Rising Strong: The Reckoning. The Rumble. The Revolution.
Brené Brown - 2015
Her pioneering work uncovered a profound truth: Vulnerability—the willingness to show up and be seen with no guarantee of outcome—is the only path to more love, belonging, creativity, and joy. But living a brave life is not always easy: We are, inevitably, going to stumble and fall.It is the rise from falling that Brown takes as her subject in Rising Strong. As a grounded theory researcher, Brown has listened as a range of people—from leaders in Fortune 500 companies and the military to artists, couples in long-term relationships, teachers, and parents—shared their stories of being brave, falling, and getting back up. She asked herself, What do these people with strong and loving relationships, leaders nurturing creativity, artists pushing innovation, and clergy walking with people through faith and mystery have in common? The answer was clear: They recognize the power of emotion and they’re not afraid to lean in to discomfort.Walking into our stories of hurt can feel dangerous.
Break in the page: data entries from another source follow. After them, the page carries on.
PR #3239, opened 2021-12-16
Improve XTypes test

sonndinh:
This makes the following changes to the test:
- Move the code for publisher and subscriber to a single directory so that it only needs to generate and run makefiles only once.
- Factor out some common IDL types of publisher and subscriber.
- Not sending an ack message and stop when the previous steps fail.


tests/DCPS/XTypes/XTypes.mpc
```diff
@@ -0,0 +1,31 @@
+project(Subscriber): dcps_test, dcps_rtps_udp, msvc_bigobj, dcps_transports_for_test, opendds_optional_security {
```
mitza-oci, line 1: In general, keeping each project in its own directory is the recommended "best practice."  It is not a strict requirement.

However in this case there are now two projects that can generate the same files (from Common.idl).  To do this correctly with parallel builds, add an `after` to one of the projects so that they can't run concurrently.

The project names must be changed since they need to be unique across the entire workspace.

mitza-oci (changes requested):

mitza-oci (approved):

tests/DCPS/XTypes/XTypes.mpc
```diff
@@ -0,0 +1,32 @@
+project(*Subscriber): dcps_test, dcps_rtps_udp, msvc_bigobj, dcps_transports_for_test, opendds_optional_security {
+
+  exename = subscriber
+
+  includes += .
+
```
iguessthislldo, line 6:
```suggestion
```

This and the other `includes += .` are not needed if everything's in the same directory.

iguessthislldo (changes requested):

iguessthislldo (approved):

ClaytonCalabrese (changes requested):
Something is causing failures in the mac runs of the CI.

sonndinh:
> Something is causing failures in the mac runs of the CI.

Looks like the `subscriber` process wasn't built for `test_m10_i0_j_FM-1f`. I don't know why. I pushed a minor change and see if it builds this time.

PR #3247, opened 2021-12-20
Improve Fragment NACKing Behavior

simpsont-oci:
Problem: Fragment NACKing is non-optimal for a number of reasons:
- Heartbeats are sent for the sample before the final fragment has been sent, causing pre-emptive NACK_FRAGs
- Only one NACK_FRAG range is stored per sequence number, causing a delay in resends when multiple NACK_FRAGs have been sent between heartbeats
- NACK_FRAGs are being generated for fully "received" samples (i.e. unneeded)

Solution: Don't do those things.

### DIFF
--- a/dds/DCPS/transport/rtps_udp/RtpsUdpDataLink.cpp
+++ b/dds/DCPS/transport/rtps_udp/RtpsUdpDataLink.cpp
@@ -3705,11 +3705,6 @@ RtpsUdpDataLink::RtpsWriter::gather_nack_replies_i(MetaSubmessageVec& meta_subme
   }
 
   {
-    for (FragmentInfo::const_iterator pos = consolidated_fragment_requests.begin(),
-           limit = consolidated_fragment_requests.end(); pos != limit; ++pos) {
-      consolidated_requests.erase(pos->first);
-    }
-
     // Send the consolidated requests.
     const OPENDDS_VECTOR(SequenceRange) ranges = consolidated_requests.present_sequence_ranges();
     for (OPENDDS_VECTOR(SequenceRange)::const_iterator pos = ranges.begin(), limit = ranges.end();
--- a/dds/DCPS/transport/rtps_udp/RtpsUdpDataLink.cpp
+++ b/dds/DCPS/transport/rtps_udp/RtpsUdpDataLink.cpp
@@ -1103,7 +1103,7 @@ RtpsUdpDataLink::MultiSendBuffer::insert(SequenceNumber /*transport_seq*/,
     const RtpsCustomizedElement* const rce =
       dynamic_cast<const RtpsCustomizedElement*>(tqe);
     if (rce) {
-      send_buff->insert_fragment(seq, rce->last_fragment(), q, chain);
+      send_buff->insert_fragment(seq, rce->last_fragment(), rce->is_last_fragment(), q, chain);
     } else if (Transport_debug_level) {
       ACE_ERROR((LM_ERROR, "(%P|%t) RtpsUdpDataLink::MultiSendBuffer::insert()"
         " - ERROR: couldn't get fragment number for pub_id %C seq %q\n",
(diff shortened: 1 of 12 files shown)


dds/DCPS/transport/rtps_udp/RtpsUdpReceiveStrategy.cpp
```diff
@@ -1047,19 +1050,46 @@ RtpsUdpReceiveStrategy::has_fragments(const SequenceRange& range,
...
-        RTPS::FragmentNumberSet& missing_frags = frag_info->back().second;
-        missing_frags.numBits = 0; // make sure this is a valid number before passing to get_gaps
-        missing_frags.bitmap.length(8); // start at max length
-        missing_frags.bitmapBase.value =
-          reassembly_.get_gaps(sn, pub_id, missing_frags.bitmap.get_buffer(),
-                               8, missing_frags.numBits);
-        // reduce length in case get_gaps() didn't need all that room
-        missing_frags.bitmap.length((missing_frags.numBits + 31) / 32);
+        if (total_frags > 256) {
+          const CORBA::Long empty_buffer[8] = { 0, 0, 0, 0, 0, 0, 0, 0 };
```
mitza-oci, line 1057:
```suggestion
          static const CORBA::Long empty_buffer[8] = { 0, 0, 0, 0, 0, 0, 0, 0 };
```

dds/DCPS/transport/rtps_udp/RtpsUdpReceiveStrategy.cpp
```diff
@@ -1047,19 +1050,46 @@ RtpsUdpReceiveStrategy::has_fragments(const SequenceRange& range,
...
+          OPENDDS_VECTOR(CORBA::Long) buffer(total_frags + 31/ 32, 0);
```
mitza-oci, line 1058:
```suggestion
          OPENDDS_VECTOR(CORBA::Long) buffer(total_frags + 31 / 32, 0);
```

dds/DCPS/transport/rtps_udp/RtpsUdpDataLink.cpp
```diff
@@ -3698,6 +3705,11 @@ RtpsUdpDataLink::RtpsWriter::gather_nack_replies_i(MetaSubmessageVec& meta_subme
   }
 
   {
+    for (FragmentInfo::const_iterator pos = consolidated_fragment_requests.begin(),
+           limit = consolidated_fragment_requests.end(); pos != limit; ++pos) {
+      consolidated_requests.erase(pos->first);
+    }
+
```
mitza-oci, line 3712: Could this be removed?  May not be needed if the NackFrags are only generated when the sequence number is not nacked.

mitza-oci (changes requested):

dds/DCPS/transport/rtps_udp/RtpsUdpDataLink.h
```diff
@@ -346,12 +346,15 @@ class OpenDDS_Rtps_Udp_Export RtpsUdpDataLink : public DataLink, public virtual
 
   // RTPS reliability support for local writers:
 
+  typedef OPENDDS_MAP(CORBA::ULong, RTPS::FragmentNumberSet) RequestedFragMap;
```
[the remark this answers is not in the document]
simpsont-oci: I don't like the idea of making the key a struct... we'd have to implement a custom comparison operation, since we can't define FragmentNumber_t::operator<(). How about if we add a typedef of ULong called FragmentNumberValue and make that the key type here? Should help with readability, but won't change the code that uses it?

dds/DCPS/transport/rtps_udp/RtpsUdpDataLink.cpp
simpsont-oci: I'll give it a try and test it locally

mitza-oci (approved):

PR #3257, opened 2022-01-04
RtpsRelay admission control

pmesnier:
Dominant changes in this PR:
-Move ThreadStatusManager to its own source file.
-Add function to compute whether the designated  thread is saturated
-Add a field for the saturated flag to the InternalThreadStatus Built in topics.
-Expand the processing of thread usage measurements to include high/low watermarks to determine when the thread is saturated. 
-Add a condition to pause threads that are ready to send to the relay. This is done by adding a call prior to sending SPDP messages.
-Streamlined the configuration to avoid having redundant config options.


dds/DCPS/RTPS/Spdp.cpp
```diff
@@ -4457,6 +4458,7 @@ void Spdp::SpdpTransport::thread_status_task(const DCPS::MonotonicTimePoint& /*n
         assign(data.participant_guid, guid);
         data.thread_id = i->first.c_str();
         data.utilization = 0.0;
+        data.saturated = false;
```
jrw972, line 4461: Why is `saturated` necessary?  Can't the user determine their own limits?

dds/DCPS/Service_Participant.cpp
```diff
@@ -163,6 +164,9 @@ static bool got_log_verbose = false;
 static bool got_default_address = false;
 static bool got_bidir_giop = false;
 static bool got_thread_status_interval = false;
+static bool got_relay_thread_key = false;
+static bool got_relay_thread_hwm = false;
```
jrw972, line 168: This should not appear in OpenDDS proper.  These are solely for the benefit of the rtps relay so it should be handled entirely in the relay.

jrw972 (changes requested):

dds/DCPS/RTPS/Spdp.cpp
pmesnier: I added saturated to allow the relay to declare that its processing load is exceeding its load limit. Otherwise we are imposing on all the connecting apps to provide the configuration necessary to determine that the relay is busy and should therefore take a break before sending anything more messages.

dds/DCPS/Service_Participant.cpp
pmesnier: While I can refactor computation of thread load and saturation into relay-specific code, I think the relay_thread_key attribute needs to stay because that identifies the thread who's saturation status determines if message senders are held back for a while.

dds/DCPS/RTPS/Spdp.cpp
jrw972: The only thing that needs to be available for the relay to do its jobs in the utilization of the discovery thread for the application participant.  The thread utilization of the rtps relay handler is not a concern at this time.

dds/DCPS/RTPS/Spdp.cpp
```diff
@@ -4423,56 +4415,44 @@ Spdp::SpdpTransport::process_lease_expirations(const DCPS::MonotonicTimePoint& n
...
 
-void Spdp::SpdpTransport::thread_status_task(const DCPS::MonotonicTimePoint& /*now*/)
+void Spdp::SpdpTransport::thread_status_task(const DCPS::MonotonicTimePoint& now)
 {
 #ifndef DDS_HAS_MINIMUM_BIT
   DCPS::RcHandle<Spdp> outer = outer_.lock();
   if (!outer) return;
 
-  if (DCPS::DCPS_debug_level > 4) {
+  if (true || DCPS::DCPS_debug_level > 4) {
```
mitza-oci, line 4424:
```suggestion
  if (DCPS::DCPS_debug_level > 4) {
```

dds/DCPS/WriteDataContainer.cpp
```diff
@@ -1067,7 +1068,12 @@ WriteDataContainer::obtain_buffer(DataSampleElement*& element,
         }
 
         waiting_on_release_ = true;
-        switch (condition_.wait_until(timeout)) {
+        CvStatus status;
+        {
+          ThreadStatusManager::Sleeper sleeper(thread_status_manager);
+          status = condition_.wait_until(timeout);
+        }
```
mitza-oci, line 1075: Since the type of `condition_` is a class in this library, would it be cleaner to integrate directly with the ThreadStatusManager?
Maybe as `condition_.wait_until(timeout, thread_status_manager)` which would let the return value be used directly in the `switch` like it was before.

tools/rtpsrelay/RtpsRelay.cpp
```diff
@@ -873,12 +877,27 @@ int ACE_TMAIN(int argc, ACE_TCHAR* argv[])
...
+
+  if (thread_status_manager.update_thread_status()) {
+    if (relay_thread_monitor->start() == -1) {
+      ACE_ERROR((LM_ERROR, ACE_TEXT("(%P:%t) ERROR: failed to activate Thread Load Monitor\n")));
+      return EXIT_FAILURE;
+    }
+
+    OpenDDS::DCPS::ThreadStatusManager::Start s(thread_status_manager, "RtpsRelay Main");
+
+    for (;;) {
```
mitza-oci, line 891: Should there be some way to `break;` this loop?

tools/rtpsrelay/RelayThreadMonitor.h
```diff
@@ -1,128 +1,58 @@
...
-  ThreadDescriptor(const char *alias, OpenDDS::DCPS::MonotonicTimePoint tnow);
-  mutable ACE_Thread_Mutex queue_lock_;
-  std::string alias_;
-  OpenDDS::DCPS::ThreadStatusManager *tsm_;
-  LoadSamples samples_;
-  std::stack<OpenDDS::DCPS::ThreadMonitor::UpdateMode> nested_;
-  OpenDDS::DCPS::MonotonicTimePoint last_;
-  LoadHistory summaries_;
-};
+  RelayThreadMonitor(const Config& config)
```
mitza-oci, line 16:
```suggestion
  explicit RelayThreadMonitor(const Config& config)
```

mitza-oci (changes requested):

dds/DCPS/ThreadStatusManager.cpp
```diff
@@ -0,0 +1,223 @@
...
+ */
+
+#include <DCPS/DdsDcps_pch.h> // Only the _pch include should start with DCPS/
+
+#include "ThreadStatusManager.h"
+#include "Service_Participant.h"
+
+#include <ace/Arg_Shifter.h>
+#include <ace/Configuration_Import_Export.h>
+#include <ace/Argv_Type_Converter.h>
```
iguessthislldo, line 15: I don't think these are needed?

dds/DCPS/Service_Participant.cpp
```diff
@@ -1557,6 +1557,14 @@ Service_Participant::load_configuration(
                      -1);
   }
 
+  if (status != 0) {
+    ACE_ERROR_RETURN((LM_ERROR,
+    ACE_TEXT("(%P|%t) ERROR: Service_Participant::load_configuration ")
+    ACE_TEXT("load_common_configuration () returned %d\n"),
+    status),
+    -1);
```
iguessthislldo, line 1565: Indent is missing and this should probably be a conditional notice log with a separate return.

tools/rtpsrelay/RtpsRelay.cpp
```diff
@@ -873,12 +877,27 @@ int ACE_TMAIN(int argc, ACE_TCHAR* argv[])
...
+      ACE_Time_Value t = thread_status_manager.thread_status_interval().value();
```
iguessthislldo, line 892:
```suggestion
      const ACE_Time_Value t = thread_status_manager.thread_status_interval().value();
```

tools/rtpsrelay/RtpsRelay.cpp
iguessthislldo: What about checking if `run_reactor_event_loop` returned zero. If I'm reading the code right it looks like the reactor has been stopped if that's the case.

iguessthislldo (changes requested):

tools/rtpsrelay/RtpsRelay.cpp
jrw972: `run_reactor_event_loop` modifies the `ACE_Time_Value`.

dds/DCPS/SafetyProfileStreams.h
```diff
@@ -29,6 +29,7 @@ OpenDDS_Dcps_Export String to_dds_string(long long to_convert);
 OpenDDS_Dcps_Export String to_dds_string(unsigned long long to_convert, bool as_hex = false);
 OpenDDS_Dcps_Export String to_dds_string(unsigned long to_convert, bool as_hex = false);
 OpenDDS_Dcps_Export String to_dds_string(const unsigned char* array, size_t length);
+OpenDDS_Dcps_Export String to_dds_string(const String& to_convert);
```
mitza-oci, line 32: Why is this function needed?  Add a comment if we're keeping it?

jrw972: The thread id can be a string or integer.  In either case, calling `to_dds_string` generically converts it to a string.

mitza-oci: That makes sense, but I think it should be `inline` and add a comment.

iguessthislldo (approved):

mitza-oci:
CI error due to new feature:

```
GitHub Actions / test_u20_p1_sec

tests/DCPS/RtpsRelay/Smoke/run_lease_duration_test.pl reverse

2022-01-15 20:22:18.573@LM_ERROR@(17518|17521) ERROR: RelayThreadMonitor::one_data_available failed to read No data
test FAILED.
auto_run_tests.pl: Error: "tests/DCPS/RtpsRelay/Smoke/run_lease_duration_test.pl reverse" returned with status 255

```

But the process of regaining our footing in the midst of struggle is where our courage is tested and our values are forged. Our stories of struggle can be big ones, like the loss of a job or the end of a relationship, or smaller ones, like a conflict with a friend or colleague. Regardless of magnitude or circumstance, the rising strong process is the same: We reckon with our emotions and get curious about what we’re feeling; we rumble with our stories until we get to a place of truth; and we live this process, every day, until it becomes a practice and creates nothing short of a revolution in our lives. Rising strong after a fall is how we cultivate wholeheartedness. It’s the process, Brown writes, that teaches us the most about who we are.